La imagen quedó grabada en Mataderos. Santiago Briñone fue con vehemencia a disputar una pelota dividida con Guillermo Ferracuti en la mitad de la cancha y el árbitro Gabriel Gutiérrez no dudó: tarjeta roja directa a los 62 minutos. Una acción que cambió definitivamente el partido para San Martín y que ahora obliga a Alejandro Orfila a volver a mover las piezas. Mientras el plantel transita una nueva semana de entrenamientos, el entrenador ya empezó a llenar y borrar nombres en su libreta. La suspensión del mediocampista obliga al DT a tomar una decisión que podría modificar no solo un nombre, sino también el esquema con el que afrontará el duelo del domingo frente al homónimo “sanjuanino”.

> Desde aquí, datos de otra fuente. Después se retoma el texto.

PR #463, opened 2022-03-07
Require Python version at least as recent as 3.7.2 to avoid ``NoReturn`` type bug

yannmclatchie:
Hey!

I recently tried to install Bambi in a virtual environment using ``python==3.7.1``, but upon importing was faced with the following error message.

```python
In [1]: import bambi as bmb
---------------------------------------------------------------------------
/anaconda3/lib/python3.7/typing.py in _type_check(arg, msg, is_argument)
    133     if (isinstance(arg, _SpecialForm) and arg is not Any or
    134             arg in (Generic, _Protocol)):
--> 135         raise TypeError(f"Plain {arg} is not valid as type argument")
    136     if isinstance(arg, (type, TypeVar, ForwardRef)):
    137         return arg

TypeError: Plain typing.NoReturn is not valid as type argument
```
I found similar bugs in [spaCy](https://github.com/explosion/spaCy/issues/9600) and [py-ipfs-http-client](https://github.com/ipfs-shipyard/py-ipfs-http-client/issues/235), and in both cases maintainers referenced [Python Issue 34921](https://bugs.python.org/issue34921) relating to a bug in some Python versions where ``NoReturn`` types were being flagged as invalid. This bug seems to have been fixed in [this commit](https://github.com/python/cpython/commit/f71a5922916abd6cc7bf7d99ed4715b6e96e5981), and does not occur in Python versions ``>=3.7.2`` as far as I can tell. Other forum exchanges seem to indicate the same conclusion.

This pull request then has the simple modification of including the requirement ``python>=3.7.2`` to the ``setup.py`` file. Please let me know if you feel this is an appropriate and sufficient modification to the code base to prevent future users from diving down the Stack Overflow rabbit hole!

Cheers


setup.py
```diff
@@ -8,6 +8,24 @@
 README_FILE = os.path.join(PROJECT_ROOT, "README.md")
 VERSION_FILE = os.path.join(PROJECT_ROOT, "bambi", "version.py")
 REQUIREMENTS_FILE = os.path.join(PROJECT_ROOT, "requirements.txt")
+REQUIRED_PYTHON_VERSION = (3, 7, 2)
+
+
+def check_installation(rv):
+    current_version = sys.version_info
+    if (
```
aloctavodia, line 16: you can evaluate `if sys.version_info < (3, 7, 2)`

setup.py
```diff
@@ -8,6 +8,24 @@
...
+        and (current_version[2] < rv[2])
+    ):
+        sys.stderr.write(
+            f"[{sys.argv[0]}] - Error: Your Python interpreter must be "
+            + f"{rv[0], rv[1], rv[0]}or greater\n"
+        )
+        sys.exit(-1)
+    else:
+        pass
+    return 0
```
aloctavodia, line 28: is this a recommended practice? Otherwise we can remove it

yannmclatchie: I don't think it's strictly necessary and can probably be removed

tomicapretto:
I confirm I can reproduce the problem in an environment with Python 3.7.1. However the problem isn't about Bambi, it is about Theano. 

I was a little skeptical about typing errors in Bambi because we use no typing at all. Now I confirmed this is a typing error in Theano.

@yannmclatchie could you include the full traceback in the description of the problem? I think that is going to be clearer about the root of the problem. 


You can use the following template so it is collapsible

  ```
  <details><summary>Complete error traceback</summary>

    ```python
    [The complete error output here]
    ```

  </details>
  ```

setup.py
```diff
@@ -8,6 +8,16 @@
 README_FILE = os.path.join(PROJECT_ROOT, "README.md")
 VERSION_FILE = os.path.join(PROJECT_ROOT, "bambi", "version.py")
 REQUIREMENTS_FILE = os.path.join(PROJECT_ROOT, "requirements.txt")
+REQUIRED_PYTHON_VERSION = (3, 7, 2)
```
tomicapretto, line 11: Being nitpick here, but I think that `MINIMUM_PYTHON_VERSION` is better than `REQUIRED_PYTHON_VERSION`. The latter can be interpreted as the only version where Bambi works. The former means what we need it to be, the minimum version of Python where Bambi works.

yannmclatchie: Sure, I see how this could be confusing

tomicapretto (approved):
LGTM! I think this can be merged @aloctavodia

Aunque todavía restan varias prácticas para confirmar el “11”, todo indica que el principal candidato a recuperar un lugar entre los titulares es Alan Cisnero. El volante fue, probablemente, uno de los futbolistas de mayor regularidad y rendimiento que mostró San Martín durante el primer tramo del torneo. Dinámico para romper líneas, intenso para presionar y con llegada al área rival, se había convertido en una pieza determinante hasta que un desgarro en el isquiotibial derecho, sufrido en el empate frente a Atlanta, interrumpió su gran momento futbolístico.

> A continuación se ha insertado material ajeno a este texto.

PR #467, opened 2022-03-10
[WIP] Upgrade formulae to add more contrasts options

MartinGrignard:
This pull request aims at upgrading the required version of `formulae` to allow more contrasts to be used in the formula of the models.

Since the development version of `formulae` changed a lot of internals (*e.g.* replacing the `term_info` dictionary by a `Term` object), it introduces a lot of bugs all across the package. These must first be addressed before focusing on the contrasts.

### DIFF
--- a/bambi/models.py
+++ b/bambi/models.py
@@ -433,7 +433,7 @@ class Model:
         # Check if any of the names of the auxiliary params match the names of terms in the model
         # If that happens, raise an error.
         if aux_params and self._design.common:
-            conflicts = [name for name in aux_params if name in self._design.common.terms_info]
+            conflicts = [name for name in aux_params if name in self._design.common.terms]
             if conflicts:
                 raise ValueError(
                     f"The prior name for {', '.join(conflicts)} conflicts with the name of a "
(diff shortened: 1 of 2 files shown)


MartinGrignard:
@tomicapretto, I'm facing a first problem. In the development version of `formulae`, there is no `encoding` attribute to the `Term` class. Still, I need a way to determine if the term encoding is `"full"` or not. I suppose that it has to do with the new `data` attribute but I can't seem to find where such information is added.

Do you have any hint on how to actually do the following test?
```python
if self.kind == "interaction":
                self.pymc_coords[name] = term.levels
            elif term.encoding == "full":  # This line cannot run since term has no encoding attribute
                self.pymc_coords[name] = term.levels
            else:
                self.pymc_coords[name] = term.levels[1:]
```

tomicapretto:
@MartinGrignard 

The terms have a `.spans_intercept` attribute now. That being `True` is equivalent to the old `"full"`.

Since you can have arbitrary encodings now, we don't use `levels[1:]` anymore to get the actual levels of the term. You can take the new values of the levels (without having to do further action) from the `.levels` attribute.

I think having a look to the tests https://github.com/bambinos/formulae/blob/master/formulae/tests/test_design_matrices.py is going to be useful.

tomicapretto:
@MartinGrignard this is done in #488. Have a look at that if you want to use different contrasts now :)

PR #468, opened 2022-03-11
Clean setup.py

tomicapretto:
* Remove unused dependencies: `nose`
* Change maintainer.
* Cleans other setup functions a little.

@aloctavodia I added myself as maintainer, but I consider "The Developers of Bambi" is another suitable option. In that case, I think I still need to keep my email because we don't have a Bambi email and I guess we don't want to.

### DIFF
--- a/setup.py
+++ b/setup.py
@@ -1,4 +1,3 @@
-import codecs
 import os
 import sys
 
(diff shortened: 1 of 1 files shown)


aloctavodia:
One more change could be to remove `codecs` and use  `open` with the `encoding` argument.

PR #470, opened 2022-03-14
add  include_group_specific argument to predict

alexjonesphd:
Add new argument ~`with_group_specific`~  `include_group_specific` to `model.predict()` that allows prediction without group-specific effects.

Currently when calling `model.predict()` with a hierarchical model on new data, the `data` argument must contain variables with valid group-specific labels from the original data. There is occasional need to make predictions without including group-specific effects, i.e. set them to zero. The proposed extra argument allows bypassing of the group-specific predictions to do this.

### DIFF
--- a/bambi/models.py
+++ b/bambi/models.py
@@ -754,7 +754,9 @@ class Model:
         return idata
 
     # pylint: disable=protected-access
-    def predict(self, idata, kind="mean", data=None, draws=None, inplace=True, with_group_specific=True):
+    def predict(
+        self, idata, kind="mean", data=None, draws=None, inplace=True, include_group_specific=True
+    ):
         """Predict method for Bambi models
 
         Obtains in-sample and out-of-sample predictions from a fitted Bambi model.
@@ -772,7 +774,7 @@ class Model:
         data: pandas.DataFrame or None
             An optional data frame with values for the predictors that are used to obtain
             out-of-sample predictions. If omitted, the original dataset is used.
-        with_group_specific: bool
+        include_group_specific: bool
             If ``True`` make predictions including the group specific effects. Otherwise,
             predictions are made with common effects only (i.e. group specific are set
             to zero).
@@ -815,7 +817,7 @@ class Model:
             else:
                 X = self._design.common._evaluate_new_data(data).design_matrix
 
-        if self._design.group and with_group_specific:
+        if self._design.group and include_group_specific:
             if in_sample:
                 Z = self._design.group.design_matrix
             else:
--- a/bambi/models.py
+++ b/bambi/models.py
@@ -754,7 +754,7 @@ class Model:
         return idata
 
     # pylint: disable=protected-access
-    def predict(self, idata, kind="mean", data=None, with_group_specific=True, draws=None, inplace=True):
+    def predict(self, idata, kind="mean", data=None, draws=None, inplace=True, with_group_specific=True):
         """Predict method for Bambi models
 
         Obtains in-sample and out-of-sample predictions from a fitted Bambi model.
@@ -815,7 +815,7 @@ class Model:
             else:
                 X = self._design.common._evaluate_new_data(data).design_matrix
 
-        if self._design.group anf with_group_specific:
+        if self._design.group and with_group_specific:
             if in_sample:
                 Z = self._design.group.design_matrix
             else:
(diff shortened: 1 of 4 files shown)


bambi/models.py
```diff
@@ -811,7 +815,7 @@ def predict(self, idata, kind="mean", data=None, draws=None, inplace=True):
             else:
                 X = self._design.common._evaluate_new_data(data).design_matrix
 
-        if self._design.group:
+        if self._design.group anf with_group_specific:
```
tomicapretto, line 818: There's a typo here, `anf` instead of `and`

bambi/models.py
```diff
@@ -754,7 +754,7 @@ def prior_predictive(self, draws=500, var_names=None, omit_offsets=True, random_
         return idata
 
     # pylint: disable=protected-access
-    def predict(self, idata, kind="mean", data=None, draws=None, inplace=True):
+    def predict(self, idata, kind="mean", data=None, with_group_specific=True, draws=None, inplace=True):
```
tomicapretto, line 757: Why you added it between `data` and `draws`? To me the most natural is to add it as the last argument, just in case someone has code that matches arguments positionally.

Is there any other reason?

tomicapretto (commented):
A couple of minor comments:

* I'm still not sure about the name of the argument.
* Could you add a test? Are you familiar with testing? If not, let me know and I can help.

bambi/models.py
alexjonesphd: OK, shifted it to the end. It felt natural to go there after specifying `kind` and `data` but agreed this could break compatibility if using positional args.

bambi/models.py
aloctavodia: What about `include_group_specific`? I agree we need a test for this PR. 
Additionally, we should open an issue to remember adding an example of this feature.

tomicapretto: @alexjonesphd a test is one function (or maybe it can be a couple of functions) where you evaluate the functionality you're adding. In this case, it would be the prediction with `include_group_specific` set to False.

It would be a little harder to check the correctness of the result (i.e. not only the code does work, but the result does not contain any group-specific effect). In the meantime, I think making two predictions, one with `include_group_specific=True` and other with `include_group_specific=False` and comparing they are not the same is a good first step.

For examples about tests, see here: https://github.com/bambinos/bambi/blob/f47bda0c1eb3cc430ddbd95209c06c856751c482/bambi/tests/test_built_models.py#L455-L478

If you need help, or you simply can't do it, let us now and we will do it.

tomicapretto: Yes. You can push as another commit here. Once it's added we'll enable the tests to run in th PR

tomicapretto:
@alexjonesphd I tried to push changes to this PR but I couldn't. Maybe you need to allow that on your side? 

Otherwise we can create a new PR on our side and push these changes.

alexjonesphd:
@tomicapretto do you still need a test for this? I was about to start working on it at the end of a busy semester, sorry for the delay. 

I'm not sure why you can't push changes, as far as I can tell everything seems in order my side, but I'm still new! I've got 'allow edits by maintainers' checked. It may be because I'm a first time contributor? If its easier to create a new PR your side that's fine, I can close this one. I've probably done something wrong along the way.

tomicapretto:
> @tomicapretto do you still need a test for this? I was about to start working on it at the end of a busy semester, sorry for the delay.
> 
> I'm not sure why you can't push changes, as far as I can tell everything seems in order my side, but I'm still new! I've got 'allow edits by maintainers' checked. It may be because I'm a first time contributor? If its easier to create a new PR your side that's fine, I can close this one. I've probably done something wrong along the way.

Looks like I was doing something wrong on my side. I tried something different now and it worked. Let's see how this goes!

tomicapretto:
Updated to Black 22.3.0. See https://github.com/psf/black/issues/2964

tomicapretto:
@aloctavodia this is ready to be merged I think. Maybe a second pair of eyes on the test is helpful.

alexjonesphd:
Thank you so much @tomicapretto, let me know if there's anything I can do.

aloctavodia (approved):
LGTM. Thanks @alexjonesphd. One last thing, could you please update the  `Changelog.md` file?

tomicapretto:
> LGTM. Thanks @alexjonesphd. One last thing, could you please update the `Changelog.md` file?

Done! Thanks for the reminder :)

PR #472, opened 2022-03-16
Clean internals

tomicapretto:
This PR does not add any new feature, but it cleans many internals, improves documentation, and also fixes a couple of things.

**Summary of changes**

* Fixed a bug with the inverse link family. The backend side was good, but it was wrong on Bambi's side. It was using cloglog. 
* I decided to use `namedtuple`s in a couple of places. I think it makes the code more robust (it also saves some lines but that's not the most important thing in my opinion).
* Removed a helper function named `_extract_family_prior()`. It's simply not used.
* Removed `bambi/families/utils.py`. Again, not used.
* The function `check_full_rank()` in `utils.py` now checks the array is 2 dimensional. We may not be passing arrays of other dimension, but this check makes it more robust.
* Documented the module `bambi/defaults`.
* Changed smallish things to make all docstrings more consistent.


bambi/defaults/defaults.py
```diff
@@ -157,6 +156,28 @@
...
+
+    The parameter ``kwargs`` is used to pass hyperpriors that are assigned to the parameters of
+    the prior to be built.
+
+    Parameters
+    ----------
+    dist: str, int, float
+        If a string, it is the name of the prior distribution. Default values for its parameters
+        are taken from ``SETTINGS_DISTRIBUTIONS``. If a number, a factor that is used to scale
+        the standard deviation of the priors that Bambi generates automatically.
```
aloctavodia, line 169:
```suggestion
        If a string, it is the name of the prior distribution with default values taken from ``SETTINGS_DISTRIBUTIONS``. If a number, it is a factor used to scale
        the standard deviation of the priors generated automatically by Bambi.
```

bambi/models.py
```diff
@@ -294,8 +294,7 @@ def fit(
     def build(self):
         """Set up the model for sampling/fitting.
 
-        Performs any steps that require access to all model terms (e.g., scaling priors on each
-        term), then calls the backend's ``.build()`` method.
+        Creates an instance of the underlying PyM3 model and adds all the necessary terms to it.
```
aloctavodia, line 297:
```suggestion
        Creates an instance of the underlying PyMC model and adds all the necessary terms to it.
```

aloctavodia (approved):

PR #475, opened 2022-03-22
Fix bug in custom link definition

aloctavodia:
While trying to reproduce the custom link example in the getting started notebook I got a `segmentation fault` error. This fix it and add a test.


tomicapretto (approved):
Looks good! Thanks for the catch!

Issue #477, opened 2022-03-23
`Model.predict()` generates unexpected out-of-sample predictions for a mixed effects model


LeonieMei:
Hello,

first of all, thanks for the great work on this project, I've been using bambi a lot and it has been super helpful!

I'm currently facing a (potential) issue when trying to make out-of-sample predictions for a logistic regression model built with the following formula:

`y ~ x1 + x2 + x3 + (0 + x2|x1) + (0 + x3|x1) `

where `x1` and `x2` are categorical variables with two dimensions respectively and `x3` is a continuous variable.

The out-of-sample data I'm trying to make predictions for looks like this (exemplary):

| x1 | x2 | x3  |
|----|----|-----|
| 0  | 0  | 0   |
| 0  | 0  | 0.5 |
| 0  | 0  | 1   |
| 0  | 0  | 1.5 |
| 1  | 0  | 0   |
| 1  | 0  | 0.5 |
| 1  | 0  | 1   |
| 1  | 0  | 1.5 |

There was no error when running `model.predict(iData, data=out_of_sample_data, kind='mean')`, however the spaghetti plot I generated from the posterior predictions looked off for when `x1==1`, the variance was much bigger than I expected. (I noticed this because I had manually made a plot displaying the 0.5 decision boundary for `x3`, i.e. the mean value and hdi intervals of `x3` where there is a 50% probability of a positive outcome and that didn't match what I saw in the spaghetti plot.)

I then had a look at the code and noticed that the `Z` matrix generated in the `predict` method in `models.py` looked different from what I expected.
Here's the code bit I'm referring to (last line):
```python
        if self._design.group:
            if in_sample:
                Z = self._design.group.design_matrix
            else:
                Z = self._design.group._evaluate_new_data(data).design_matrix
```

What I got for `Z` was the following:

|||||||
|---|---|---|---|-----|-----|
| 1 | 0 | 0 | 0 | 0   | 0   |
| 1 | 0 | 0 | 0 | 0.5 | 0   |
| 1 | 0 | 0 | 0 | 1   | 0   |
| 1 | 0 | 0 | 0 | 1.5 | 0   |
| 0 | 0 | 1 | 0 | 0   | 0   |
| 0 | 0 | 1 | 0 | 0   | 0.5 |
| 0 | 0 | 1 | 0 | 0   | 1   |
| 0 | 0 | 1 | 0 | 0   | 1.5 |

...but what I was expecting (after trying to make sense of it) was this:

|||||||
[...]

PR #478, opened 2022-04-02
Change how reshape is performed for categorical group specific terms.

tomicapretto:
In #477 we discuss a problem associated with how we reshape draws from the posterior of categorical group-specific effects. These are group-specific effects where the expression part (LHS of `|`) is a categorical variable.

This PR fixes that issue by performing a two-step reshape for the mentioned type of terms. The second step uses `order="F"` so the reshape varies first through the `expr` part of the term and then through the `factor` part.

In NumPy's terms, the `expr` values vary along the first index and the `factor` values vary along the second index. With `order="F"` we have that the first index (`expr`) changes fastest and the last index (`factor`) changes slowest.

**Note** This does not affect predictions for models not involving categorical group-specific terms, but I still need to double-check if this is the right approach.

### DIFF
--- a/bambi/models.py
+++ b/bambi/models.py
@@ -869,17 +869,23 @@ class Model:
                 # 1-dimensional expr (the great majority: a single slope or intercept)
                 if len(shape) == 3:
                     shape = (shape[0] * shape[1], shape[2])
+                    values = values.reshape(shape)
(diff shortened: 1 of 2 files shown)


tomicapretto:
Updated to Black 22.3.0. See https://github.com/psf/black/issues/2964

aloctavodia (approved):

Su recuperación fue paulatina. Volvió a ser titular en el triunfo sobre Patronato, en Paraná, y desde entonces fue sumando minutos hasta volver a tener acción el domingo pasado frente a Nueva Chicago. Ingresó cuando el equipo ya jugaba con 10 futbolistas por la expulsión de Briñone e intentó aportar movilidad y presión ofensiva en un contexto adverso, con San Martín obligado a resistir y buscar el empate casi sin espacios.
¿Cambia el esquema?
Si finalmente Cisnero vuelve desde el arranque, Orfila tendría la posibilidad de modificar el dibujo táctico. Además, el entrenador recuperará a Diego Diellos, quien ya cumplió la fecha de suspensión por haber alcanzado las cinco tarjetas amarillas y volverá a estar a disposición. Ese panorama le abre un abanico mayor de alternativas.

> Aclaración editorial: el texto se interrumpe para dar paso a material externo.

PR #480, opened 2022-04-05
fix click version

aloctavodia:
There is a problem with the last version of click, that generates issues with black see CI errors in #479


tomicapretto:
@aloctavodia can we just update black? It is what I did in #478 for example.

PR #809, opened 2024-04-27
Add polynomial regression example (reopen)

tjburch:
Reopening #782 after git messiness. Sorry for not using a feature branch! 😬

I think this should all be right, I just merged changes in my fork and immediately opened. There's a couple of comments in the changelog that I'm a little concerned might be a mistake, but I'll let you took a look.


tomicapretto:
Thanks so much @tjburch

PR #823, opened 2024-07-05
Update docstring and args

GStechschulte:
This PR changes the docstring of `kind` in `model.predict` to reflect the changes in #804. 

Additionally, in the `interpret` function `predictions`, we allow the user to compute posterior predictive samples. I updated the argument passed to `model.predict` from `kind="pps"` to `kind="response"` to reflect the changes in the merged PR above.

### DIFF
--- a/bambi/models.py
+++ b/bambi/models.py
@@ -826,7 +826,7 @@ class Model:
             ``idata`` with the predictions added. If ``kind="response_params"``, a new variable
             with the name of the parent parameter, e.g. ``"mu"`` and ``"sigma" for a Gaussian
             likelihood, or ``"p"`` for a Bernoulli likelihood, is added to the ``posterior`` group.
-            If ``kind="response"``, it appends a ``posterior_predictive`` group to ``idata``. If 
+            If ``kind="response"``, it appends a ``posterior_predictive`` group to ``idata``. If
             any of these already exist, it will be overwritten.
         include_group_specific : bool
             Determines if predictions incorporate group-specific effects. If ``False``, predictions
--- a/bambi/models.py
+++ b/bambi/models.py
@@ -823,8 +823,8 @@ class Model:
         inplace : bool
             If ``True`` it will modify ``idata`` in-place. Otherwise, it will return a copy of
             ``idata`` with the predictions added. If ``kind="response_params"``, a new variable
-            with the name of the parent parameter, e.g. ``"mu"`` or ``"p"``is added to the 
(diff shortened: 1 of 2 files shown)


bambi/models.py
```diff
@@ -812,20 +812,20 @@ def predict(
...
             The ``InferenceData`` instance returned by ``.fit()``.
         kind : str
-            Indicates the type of prediction required. Can be ``"mean"`` or ``"pps"``. The
-            first returns draws from the posterior distribution of the mean, while the latter
-            returns the draws from the posterior predictive distribution (i.e. the posterior
-            probability distribution for a new observation) in addition to the mean posterior
-            distribution. Defaults to ``"mean"``.
+            Indicates the type of prediction required. Can be ``"response_params"`` or
+            ``"response"``. The first returns draws from the posterior distribution of
+            the mean, while the latter returns the draws from the posterior predictive
```
tomicapretto, line 817: Can it be "from the posterior distribution of the parameters of the likelihood"? As those parameters could be something different from the mean

bambi/models.py
```diff
@@ -812,20 +812,20 @@ def predict(
...
+            distribution (i.e. the posterior probability distribution for a new observation)
+            in addition to the mean posterior distribution. Defaults to ``"response_params"``.
```
tomicapretto, line 819: Similar here, it says "mean posterior distribution"

bambi/models.py
```diff
@@ -812,20 +812,20 @@ def predict(
...
             An optional data frame with values for the predictors that are used to obtain
             out-of-sample predictions. If omitted, the original dataset is used.
         inplace : bool
             If ``True`` it will modify ``idata`` in-place. Otherwise, it will return a copy of
-            ``idata`` with the predictions added. If ``kind="mean"``, a new variable ending in
-            ``"_mean"`` is added to the ``posterior`` group. If ``kind="pps"``, it appends a
-            ``posterior_predictive`` group to ``idata``. If any of these already exist, it will be
-            overwritten.
+            ``idata`` with the predictions added. If ``kind="response_params"``, a new variable
+            with the name of the parent parameter, e.g. ``"mu"`` or ``"p"``is added to the
```
tomicapretto, line 826: Here it can be multiple parameters (e.g. both mu and sigma)

GStechschulte: Good point. I updated it to include 2 minimal examples (Gaussian and Bernoulli) so the user can reason what parameters to expect in the posterior group.

tomicapretto (approved):

PR #836, opened 2024-08-23
Adding Horseshoe Prior

julianlheureux:
Hello! In this pull request, I added the horseshoe prior to the dictionary where Bambi stores specific prior distributions.

This is Carvalho's horseshoe prior, designed for the coefficients of a multiple regression model with a large number of explanatory variables, where only a few are statistically significant.


bambi/backend/utils.py
```diff
@@ -5,7 +5,16 @@
...
 import pymc as pm
 
-MAPPING = {"Cumulative": pm.Categorical, "StoppingRatio": pm.Categorical}
+
+def horseshoe(name, tau_nu=3, lam_nu=1, dims=None):
+    tau = pm.HalfStudentT(f"{name}_tau", nu=tau_nu)
+    lam = pm.HalfStudentT(f"{name}_lam", nu=lam_nu, dims=dims)
+    beta_raw = pm.Normal(f"{name}_raw", 0, 1, dims=dims)
+    beta = pm.Deterministic(name, beta_raw * tau**2 * lam**2, dims=dims)
+    return beta
```
tomicapretto, line 14: Could you add a docstring here explaining what the arguments are? 

* `name` is the name of the parameters as registered in the PyMC model
* `tau_nu` the degrees of freedom of `tau`
* `lam_nu` the degrees of freedom of `lam`
* `dims` dimensions passed to PyMC. 

Also, 

* Mention in the docstring this is an internal function which is not supposed to be used by users. 
* Include that by default the prior on `lam` is equivalent to a `HalfCauchy` (because of `lam_nu=1`)

tomicapretto: @julianlheureux you can have a look at some examples of docstrings here 

https://github.com/bambinos/bambi/blob/038610c306007484c259e24ddbd6461669868066/bambi/transformations.py

and this is just a particular example

https://github.com/bambinos/bambi/blob/038610c306007484c259e24ddbd6461669868066/bambi/transformations.py#L152-L166

tomicapretto:
@julianlheureux thanks for the contribution! This is something we wanted for a long time.

Before merging, it would be nice to add a test. I imagine the following would be OK as it covers the basic use cases:

* A test where we use the prior with the default arguments.
* A test where we use the prior with non-default arguments.

In both tests I would check that

* The underlying PyMC distributions are of the expected families with the expected arguments
* The sampler runs

I would not check for the absence of divergences, etc. because we can't guarantee they won't happen.

I know the PyMC part of the tests is not trivial as one has to interact with PyMC internals. So, if you want you can get started with the test and I can share a snippet showing how to test that.

tomicapretto:
Thanks @julianlheureux!

There's something happening with the tests, but that's unrelated to the code contribution. It has to be with data loading.

Issue #418, opened 2021-10-14
Add example using `offset()`


tomicapretto:

hadjipantelis:
If someone needs an `offset`-like solution "here and now" my work-around would be something like: `priors={'log_exposure': Prior("Normal", auto_scale=False, mu=1.0, sigma= 0.01)}`, i.e. you define a really tight prior around 1. It gave me the exact same results as using offset functionality.

DrEntropy:
Shouldn't this issue be closed due to #842  ?

tomicapretto:
> Shouldn't this issue be closed due to [#842](https://github.com/bambinos/bambi/pull/842) ?

Yes!

PR #842, opened 2024-09-06
Add an example for using `offset`, addressing issue #418

DrEntropy:
* Add a simple example of using offset in count data using 'Roaches' example from Regression and Other Stories. 
* Address issue #418


DrEntropy:
I added at the end the equivalent pymc model just to illustrate what 'offset' is doing.   BTW as far as I can determine this `offset` is not documented.  If so where should it be documented?

GStechschulte:
Thanks a lot for the PR! Adding the equivalent PyMC model is a good idea. 

> BTW as far as I can determine this offset is not documented.

You are right, it is not documented anywhere. It should probably be documented in the [Getting started](https://bambinos.github.io/formulae/notebooks/getting_started.html#Built-in-transformations) section of `formulae` (our library for formulas for mixed effects models. But as far as Bambi goes, I think having the notebook is great for the moment.

tomicapretto:
Hi @DrEntropy! Thanks a lot for going ahead and writing this example. It's great to have it in our documentation.

I have very minor stylistic comments (code formatting) but it'll be easier for me to change them in a separate PR, so I'm merging this now.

El habitual 4-2-3-1 podría transformarse en un 4-3-3 con un mediocampo más dinámico o incluso en el 4-4-2 que ensayó durante buena parte del encuentro frente al “Gasolero”, con Álvaro Véliez acompañando a Diellos en ataque. Ese movimiento permitiría sumar un futbolista con mayor despliegue y llegada, sin resignar agresividad en la recuperación. A diferencia de Briñone, Cisnero ofrece más dinámica para romper líneas y mayor presencia en los últimos metros, una característica que podría modificar el funcionamiento del equipo.
Otras alternativas para reemplazar a Briñone
Sin embargo, la libreta del entrenador ofrece otras alternativas. Si decide mantener el doble “cinco”, los nombres que aparecen con mayor fuerza son Laureano Rodríguez y Milton Ríos, dos volantes de características más posicionales que podrían acompañar a Agustín Graneros en la contención.
Rodríguez ya cumplió la fecha de suspensión que lo dejó al margen del último partido, mientras que Ríos ingresó en varios encuentros para reforzar el equilibrio en los minutos finales. Ambos le garantizarían a Orfila sostener el esquema que utilizó desde su llegada, con dos mediocampistas de recuperación por delante de la defensa.
En un segundo escalón aparecen Nicolás Castro y Jorge Juárez. El primero se convirtió en una de las piezas de recambio preferidas por Orfila y suele ofrecer cambio de ritmo y llegada al área. De hecho, fue quien sacó el remate que terminó derivando en el empate transitorio de Mauro Verón frente a Temperley en La Ciudadela. Juárez, en cambio, aporta experiencia y versatilidad: puede desempeñarse como volante interno o incluso retroceder al lateral derecho si el partido lo requiere.
Mucho más atrás corre Matías García. El volante volvió a integrar la convocatoria frente al “Gasolero” luego de superar un desgarro en el aductor izquierdo y solo disputó 12 minutos desde su regreso. Si bien continúa recuperando ritmo futbolístico, hoy parece tener menos posibilidades de meterse entre los “11”.
Todavía quedan varios ensayos antes del partido del domingo. Como acostumbra, Orfila probará sociedades, moverá nombres y evaluará variantes hasta último momento. Pero mientras la libreta del DT sigue abierta, hay un nombre que comienza a imponerse sobre el resto. Ese parece ser el de Cisnero, el volante que supo convertirse en una de las figuras del equipo antes de la lesión y que ahora podría recibir la oportunidad de volver a ser protagonista justo cuando San Martín más necesita una reacción.